To help us get started, we turned to Dragan Jokic, Branch Manager in Green Ridge, who shared 6 strategies for short-term saving:
Tip #1: Create Automatic Transfers from Paycheck to Savings.
Many banks offer the option of automatically transferring funds from direct deposit paychecks into savings accounts. At Fidelity, this system is called Smart Cents Savings. Dragan encourages new clients to take advantage of this savings method as soon as they open checking and savings accounts. “Whether you earn $500 a week or $5,000 week, put a certain amount automatically aside,” he said. It doesn’t have to be a large amount. You can start with $1 transfers. It will help you to get started, and those dollars will add up over time.
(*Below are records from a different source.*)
PR #911, opened 2020-10-17
Added/dictionary filter using multiple keys

MaratIbragimov:
## Checklist

- [] I have added a [changelog](https://github.com/SwifterSwift/SwifterSwift/blob/master/CHANGELOG_GUIDELINES.md) entry describing my changes.

### DIFF
--- a/Sources/SwifterSwift/SwiftStdlib/DictionaryExtensions.swift
+++ b/Sources/SwifterSwift/SwiftStdlib/DictionaryExtensions.swift
@@ -189,6 +189,33 @@ public extension Dictionary {
             }
         }
     }
+    
+    /// SwifterSwift: Filters out a new dictionary based on spericied `keys`
+    ///
+    ///        var dict =  ["key1": 1, "key2": 2, "key3": 3, "key4": 4]
+    ///        dict["key1", "key3", "key4"] -> ["key1": 1, "key3": 3, "key4": 4]
+    ///        dict["key2"] -> ["key2": 2]
+    ///
+    /// - Note: A new copy of a dictionary is created. if none of the keys are found an empty dictionary will be returned
+    ///
+    /// - Complexity: O(K), _K  is the length of the keys array and O(K) space.
+    ///
+    /// - Parameter keys: An array of keys to the desired value.
+    ///
+    /// - Returns: A new dictionary that contains specified  keys only . if none of the keys exists an empty dictioanry will be returned.
+    subscript(withKeys keys: Key...) ->  [Key: Value]{
+        
+        let uniqueKeys = keys.withoutDuplicates()
+        let newDict = uniqueKeys.reduce(into: [Key: Value]()) { res, item in
+            if let value = self[item] {
+                res[item] = value
+            }
+        }
+        
+        return newDict
+        
+        
+    }
 }
 
 // MARK: - Operators
--- a/Sources/SwifterSwift/SwiftStdlib/DictionaryExtensions.swift
+++ b/Sources/SwifterSwift/SwiftStdlib/DictionaryExtensions.swift
@@ -204,9 +204,7 @@ public extension Dictionary {
     ///
     /// - Returns: A new dictionary that contains specified  keys only . if none of the keys exists an empty dictioanry will be returned.
     subscript(withKeys keys: Key...) ->  [Key: Value]{
-        
-        let uniqueKeys = keys.withoutDuplicates()
-        let newDict = uniqueKeys.reduce(into: [Key: Value]()) { res, item in
+        let newDict = keys.reduce(into: [Key: Value]()) { res, item in
             if let value = self[item] {
                 res[item] = value
             }
--- a/Tests/SwiftStdlibTests/DictionaryExtensionsTests.swift
+++ b/Tests/SwiftStdlibTests/DictionaryExtensionsTests.swift
@@ -163,4 +163,20 @@ final class DictionaryExtensionsTests: XCTestCase {
             [6: ["Bryant"], 5: ["James"], 4: ["Wade", "John"], 0: ["", ""]])
         XCTAssertEqual(Dictionary(grouping: array3, by: \String.count), [:])
     }
+    
+    func testGetByKeys() {
+        let dict = ["James": 100,
+                    "Wade": 200,
+                    "Bryant": 500,
+                    "John": 600,
+                    "Jack": 1000]
+        
+        let res = dict[withKeys: "James", "Wade", "Jack"]
+        XCTAssertEqual(res, ["James": 100, "Wade": 200, "Jack": 1000])
+        
+        
+        let noResults = dict[withKeys: "Michael", "Joe", "Christian"]
+        XCTAssertTrue(noResults.isEmpty)
+    
+    }
 }


Sources/SwifterSwift/SwiftStdlib/DictionaryExtensions.swift
```diff
@@ -189,6 +189,28 @@ public extension Dictionary {
...
+    ///        dict["key2"] -> ["key2": 2]
+    ///
+    /// - Note: A new copy of a dictionary is created. if none of the keys are found an empty dictionary will be returned
+    ///
+    /// - Complexity: O(K), _K  is the length of the keys array and O(K) space.
+    ///
+    /// - Parameter keys: An array of keys to the desired value.
+    ///
+    /// - Returns: A new dictionary that contains specified  keys only . if none of the keys exists an empty dictioanry will be returned.
+    subscript(withKeys keys: Key...) -> [Key: Value] {
```
LucianoPAlmeida, line 206: Not sure having this as a subscript is an ideal API... This may probably be a better suit to go for a `filter(byKeys: Key...)`.
But at the same time, I'm not sure if such a version of `filter` is worth adding since we can achieve the same with very simple code 
```swift 
let dict = ["a": 1, "b": 2]
let keys = ["a"]
let filtered = dict.filter { keys.contains($0.key) }
print(filtered) // ["a": 1]
```
So this would feel like we are abstracting something that is very simple already...

MaratIbragimov: Hi @LucianoPAlmeida  
The main idea is to filter out a certain "slice" of a Dictionary based on a given array of keys only, `filter` is a good candidate, but in this case, it might not be an efficient solution, as we need to iterate over all of the `(key, value)` tuples, which takes `O(N)`, then for each iteration, we need to look up for the current `$0.key` in `keys` which takes `O(K)` where K is the number of keys, what gives in a total running time of `O(N*K)`.

The name and subscript can be changed to a function in case we will proceed with this PR :)

LucianoPAlmeida: I see that this makes sense, but still not sure about it being a subscript. IMO it should be a function...

gurgeous: This could be useful. I agree with Luciano - subscript is not a good fit. When in doubt, I look to lodash. Perhaps a function called `pick`? See https://lodash.com/docs/4.17.15#pick.

MaratIbragimov: @gurgeous 
Nice idea, I'll change it to be a function and name it as `pick`

guykogus: @MaratIbragimov to fix the `O(N*K)` issue you just need to create a `Set` so that it becomes `O(N+K)`.
```Swift
let keys = Set(["a"])
```

Tests/SwiftStdlibTests/DictionaryExtensionsTests.swift
```diff
@@ -163,4 +163,20 @@ final class DictionaryExtensionsTests: XCTestCase {
...
+        let dict = ["James": 100,
+                    "Wade": 200,
+                    "Bryant": 500,
+                    "John": 600,
+                    "Jack": 1000]
+        
+        let res = dict[withKeys: "James", "Wade", "Jack"]
+        XCTAssertEqual(res, ["James": 100, "Wade": 200, "Jack": 1000])
+        
+
```
guykogus, line 177: You have too many white spaces here. Can you please run `swiftformat`? There's a pre-commit hook you can install in `/scripts/pre-commit`.

Sources/SwifterSwift/SwiftStdlib/DictionaryExtensions.swift
MaratIbragimov: @guykogus indeed, that's what I did at the beginning, but then I changed it, because I actually have an O(1) access on the dictionary without additional allocation.
The only case I can think of using `Set` is when there are duplicated keys passed to the` function` / `subscript`

guykogus: @MaratIbragimov you're right. If you just traverse through the keys you can check the dictionary directly.
```Swift
func pick(keys: [Key]) -> Dictionary {
    return keys.reduce(into: Dictionary()) { result, key in
        result[key] = self[key]
    }
}
```
Otherwise you have to first go through all the keys and then through the entire dictionary.
```Swift
func pick(keys: [Key]) -> Dictionary {
    let keysSet = Set(keys)
    return filter { key, _ in keysSet.contains(key) }
}
```
If you want to get really fancy, you can make this a one-liner. It's a bit ugly though 😬
```Swift
func pick(keys: [Key]) -> Dictionary {
    return keys.reduce(into: Dictionary()) { $0[$1] = self[$1] }
}
```

guykogus:
Don't forget the CHANGELOG

Sources/SwifterSwift/SwiftStdlib/DictionaryExtensions.swift
MaratIbragimov: Thanks :), @guykogus I guess I'll go with your first suggestion, as it reads better in my opinion :)

LucianoPAlmeida (approved):
LGTM!

Sources/SwifterSwift/SwiftStdlib/DictionaryExtensions.swift
```diff
@@ -189,6 +189,25 @@ public extension Dictionary {
...
+    ///        dict.pick(keys: ["key1", "key3", "key4"]) -> ["key1": 1, "key3": 3, "key4": 4]
+    ///        dict.pick(keys: ["key2"]) -> ["key2": 2]
+    ///
+    /// - Note: Creats a new instance of Dictionary. If none of the keys was found in the original dictionary, an empty dictionary will be returned.
+    ///
+    /// - Complexity: O(K), _K  is the length of the keys array and O(K) space.
+    ///
+    /// - Parameter keys: An array of keys to the desired value.
+    ///
+    /// - Returns: A new dictionary that contains specified  keys only . if none of the keys exists an empty dictioanry will be returned.
```
gurgeous, line 205: Quick proofread:

```swift
    /// - Parameter keys: Array of keys to be picked
    ///
    /// - Returns: A new dictionary that contains only the specified keys.
```

You could probably remove the `Note`.

Sources/SwifterSwift/SwiftStdlib/DictionaryExtensions.swift
```diff
@@ -189,6 +189,25 @@ public extension Dictionary {
...
+    func pick(keys: [Key]) -> [Key: Value] {
+        keys.reduce(into: [Key: Value]()) { result, item in
+            result[item] = self[item]
+        }
+    }
```
gurgeous, line 210: I know how we got here, but this probably should be moved about of the subscript extension

Tests/SwiftStdlibTests/DictionaryExtensionsTests.swift
```diff
@@ -163,4 +163,16 @@ final class DictionaryExtensionsTests: XCTestCase {
...
+    func testGetByKeys() {
+        let dict = ["James": 100,
+                    "Wade": 200,
+                    "Bryant": 500,
+                    "John": 600,
+                    "Jack": 1000]
+        let res = dict.pick(keys: ["James", "Wade", "Jack"])
+        XCTAssertEqual(res, ["James": 100, "Wade": 200, "Jack": 1000])
+        let noResults = dict.pick(keys: ["Michael", "Joe", "Christian"])
+        XCTAssertTrue(noResults.isEmpty)
```
gurgeous, line 176: Can you add a `nil` test like:

```swift
["James": 100, "Wade": nil].pick(keys: ["James", "Wade"])
```

Pretty sure it'll work properly, but I can't say for certain without a test

gurgeous (changes requested):
Thanks Marat, and welcome to the project! All contributions are appreciated. We can be a little picky, so thank you for your patience :)

CHANGELOG.md
```diff
@@ -8,6 +8,9 @@ The changelog for **SwifterSwift**. Also see the [releases](https://github.com/S
   - Rename `shadowColor`, `shadowOffset`, `shadowOpacity` and `shadowRadius` to `layerShadowColor`, `layerShadowOffset`, `layerShadowOpacity` and `layerShadowRadius` to avoid naming colisions with subclasses properties defined in other modules e.g. UIKit. [#897](https://github.com/SwifterSwift/SwifterSwift/pull/897) by [LucianoPAlmeida](https://github.com/LucianoPAlmeida)
 
 ### Added
+- **Dictionary**
+    - Added `pick(keys:)`
+    [#911](https://github.com/SwifterSwift/SwifterSwift/pull/911) by [MaratIbragimov](https://github.com/MaratIbragimov)
```
guykogus, line 13: Add a short description and put it all on one line.
```suggestion
    - Added `pick(keys:)` <reason>. [#911](https://github.com/SwifterSwift/SwifterSwift/pull/911) by [MaratIbragimov](https://github.com/MaratIbragimov)
```

Sources/SwifterSwift/SwiftStdlib/DictionaryExtensions.swift
```diff
@@ -189,6 +189,25 @@ public extension Dictionary {
...
+
+    /// SwifterSwift: Creates a new dictionary using specified keys
+    ///
+    ///        var dict =  ["key1": 1, "key2": 2, "key3": 3, "key4": 4]
+    ///        dict.pick(keys: ["key1", "key3", "key4"]) -> ["key1": 1, "key3": 3, "key4": 4]
+    ///        dict.pick(keys: ["key2"]) -> ["key2": 2]
+    ///
+    /// - Note: Creats a new instance of Dictionary. If none of the keys was found in the original dictionary, an empty dictionary will be returned.
+    ///
+    /// - Complexity: O(K), _K  is the length of the keys array and O(K) space.
```
guykogus, line 201:
```suggestion
    /// - Complexity: O(K) where _K_  is the length of the `keys` array.
```

Tests/SwiftStdlibTests/DictionaryExtensionsTests.swift
guykogus: In order for that to work you'll probably need to declare `dict` as `[String: Int?]`

guykogus (changes requested):
A few little notes ;)

Tests/SwiftStdlibTests/DictionaryExtensionsTests.swift
MaratIbragimov: Yea, true, and then in this case we will have a results like `["James":Optional(100), "Wade": nil ]`

Sources/SwifterSwift/SwiftStdlib/DictionaryExtensions.swift
```diff
@@ -110,6 +110,23 @@ public extension Dictionary {
...
+    ///
+    ///        var dict =  ["key1": 1, "key2": 2, "key3": 3, "key4": 4]
+    ///        dict.pick(keys: ["key1", "key3", "key4"]) -> ["key1": 1, "key3": 3, "key4": 4]
+    ///        dict.pick(keys: ["key2"]) -> ["key2": 2]
+    ///
+    /// - Complexity: O(K), where _K_  is the length of the keys array and O(K) space.
+    ///
+    /// - Parameter keys: An array of keys to the desired value.
+    ///
+    /// - Returns: A new dictionary that contains specified  keys only . if none of the keys exists an empty dictioanry will be returned.
```
LucianoPAlmeida, line 124:
```suggestion
    /// - Returns: A new dictionary that contains specified keys only. If none of the keys exists an empty dictionary will be returned.
```

Sources/SwifterSwift/SwiftStdlib/DictionaryExtensions.swift
```diff
@@ -110,6 +110,23 @@ public extension Dictionary {
...
+
+    /// SwifterSwift: Creates a new dictionary using specified keys
+    ///
+    ///        var dict =  ["key1": 1, "key2": 2, "key3": 3, "key4": 4]
+    ///        dict.pick(keys: ["key1", "key3", "key4"]) -> ["key1": 1, "key3": 3, "key4": 4]
+    ///        dict.pick(keys: ["key2"]) -> ["key2": 2]
+    ///
+    /// - Complexity: O(K), where _K_  is the length of the keys array and O(K) space.
+    ///
+    /// - Parameter keys: An array of keys to the desired value.
```
LucianoPAlmeida, line 122:
```suggestion
    /// - Parameter keys: An array of keys of the entries that will be in the resulting dictionary.
```

Tests/SwiftStdlibTests/DictionaryExtensionsTests.swift
```diff
@@ -163,4 +163,29 @@ final class DictionaryExtensionsTests: XCTestCase {
...
+
+        let optionalValuesDict = ["James": 100,
+                                  "Wade": nil,
+                                  "Bryant": 500,
+                                  "John": nil,
+                                  "Jack": 1000]
+
+        let pickedWithOptioanls = optionalValuesDict.pick(keys: ["James", "Bryant", "John"])
```
LucianoPAlmeida, line 184: Can you just add an additional test with a key that doesn't exist in the original dictionary?

Sources/SwifterSwift/SwiftStdlib/DictionaryExtensions.swift
```diff
@@ -110,6 +110,23 @@ public extension Dictionary {
...
+
+    /// SwifterSwift: Creates a new dictionary using specified keys
+    ///
+    ///        var dict =  ["key1": 1, "key2": 2, "key3": 3, "key4": 4]
+    ///        dict.pick(keys: ["key1", "key3", "key4"]) -> ["key1": 1, "key3": 3, "key4": 4]
+    ///        dict.pick(keys: ["key2"]) -> ["key2": 2]
+    ///
+    /// - Complexity: O(K), where _K_  is the length of the keys array and O(K) space.
+    ///
+    /// - Parameter keys: Parameter keys: An array of keys of the entries that will be in the resulting dictionary.
```
LucianoPAlmeida, line 122:
```suggestion
    /// - Parameter keys: An array of keys of the entries that will be in the resulting dictionary.
```

guykogus (changes requested):
Please use `swiftformat` to fix the tests coding style.

LucianoPAlmeida (approved):

LucianoPAlmeida (dismissed):

MaratIbragimov:
@guykogus  can you please review it, I pushed the latest changes with `swiftformatter`

Sources/SwifterSwift/SwiftStdlib/DictionaryExtensions.swift
```diff
@@ -110,6 +110,23 @@ public extension Dictionary {
...
         return [K: V](uniqueKeysWithValues: try compactMap(transform))
     }
+
+    /// SwifterSwift: Creates a new dictionary using specified keys
+    ///
+    ///        var dict =  ["key1": 1, "key2": 2, "key3": 3, "key4": 4]
+    ///        dict.pick(keys: ["key1", "key3", "key4"]) -> ["key1": 1, "key3": 3, "key4": 4]
+    ///        dict.pick(keys: ["key2"]) -> ["key2": 2]
+    ///
+    /// - Complexity: O(K), where _K_  is the length of the keys array and O(K) space.
```
guykogus, line 120:
```suggestion
    /// - Complexity: O(K), where _K_ is the length of the keys array.
```

Sources/SwifterSwift/SwiftStdlib/DictionaryExtensions.swift
```diff
@@ -110,6 +110,23 @@ public extension Dictionary {
...
+    ///
+    /// - Parameter keys: An array of keys of the entries that will be in the resulting dictionary.
```
guykogus, line 122: This reads better.
```suggestion
    /// - Parameter keys: An array of keys that will be the entries in the resulting dictionary.
```

Sources/SwifterSwift/SwiftStdlib/DictionaryExtensions.swift
```diff
@@ -110,6 +110,23 @@ public extension Dictionary {
...
+    ///
+    /// - Returns: A new dictionary that contains specified keys only. If none of the keys exists an empty dictionary will be returned.
```
guykogus, line 124:
```suggestion
    /// - Returns: A new dictionary that contains the specified keys only. If none of the keys exist, an empty dictionary will be returned.
```

Tests/SwiftStdlibTests/DictionaryExtensionsTests.swift
```diff
@@ -163,4 +163,31 @@ final class DictionaryExtensionsTests: XCTestCase {
...
+
+    func testGetByKeys() {
+        let dict = ["James": 100,
+                    "Wade": 200,
+                    "Bryant": 500,
+                    "John": 600,
+                    "Jack": 1000]
+        let picked = dict.pick(keys: ["James", "Wade", "Jack"])
+        let empty1 = dict.pick(keys: ["Pippen", "Rodman"])
+        let empty2 = dict.pick(keys: ["Michael", "Joe", "Christian"])
```
guykogus, line 175: No need for `empty2`, you've already tested the scenario with `empty1`. What maybe you should have is a mixed one, where some kys are found and others are not.

guykogus (changes requested):

CHANGELOG.md
```diff
@@ -8,6 +8,8 @@ The changelog for **SwifterSwift**. Also see the [releases](https://github.com/S
   - Rename `shadowColor`, `shadowOffset`, `shadowOpacity` and `shadowRadius` to `layerShadowColor`, `layerShadowOffset`, `layerShadowOpacity` and `layerShadowRadius` to avoid naming colisions with subclasses properties defined in other modules e.g. UIKit. [#897](https://github.com/SwifterSwift/SwifterSwift/pull/897) by [LucianoPAlmeida](https://github.com/LucianoPAlmeida)
 
 ### Added
+- **Dictionary**
+    - Added `pick(keys:)` to pick part of a dictioanry with specified keys. [#911](https://github.com/SwifterSwift/SwifterSwift/pull/911) by [MaratIbragimov](https://github.com/MaratIbragimov)
```
guykogus, line 12:
```suggestion
  - Added `pick(keys:)` to pick part of a dictioanry with specified keys. [#911](https://github.com/SwifterSwift/SwifterSwift/pull/911) by [MaratIbragimov](https://github.com/MaratIbragimov)
```

guykogus (changes requested):

guykogus (approved):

Having trouble deciding how much to save? No worries. Take advantage of the online tools your bank offers to help you better understand your spending habits. When you see how much you spend, and compare it to how much you earn, you’ll be able to figure out how much you can comfortably save.
Fidelity clients can access an online pie chart that breaks down their expenditures in every statement. It can be eye-opening. “You might say, “oh, am I really spending that much money at restaurants?’ You don’t always pay attention to how much you’re spending on a daily basis, but you should look at it because it will help you plan for the next month,” Dragan said.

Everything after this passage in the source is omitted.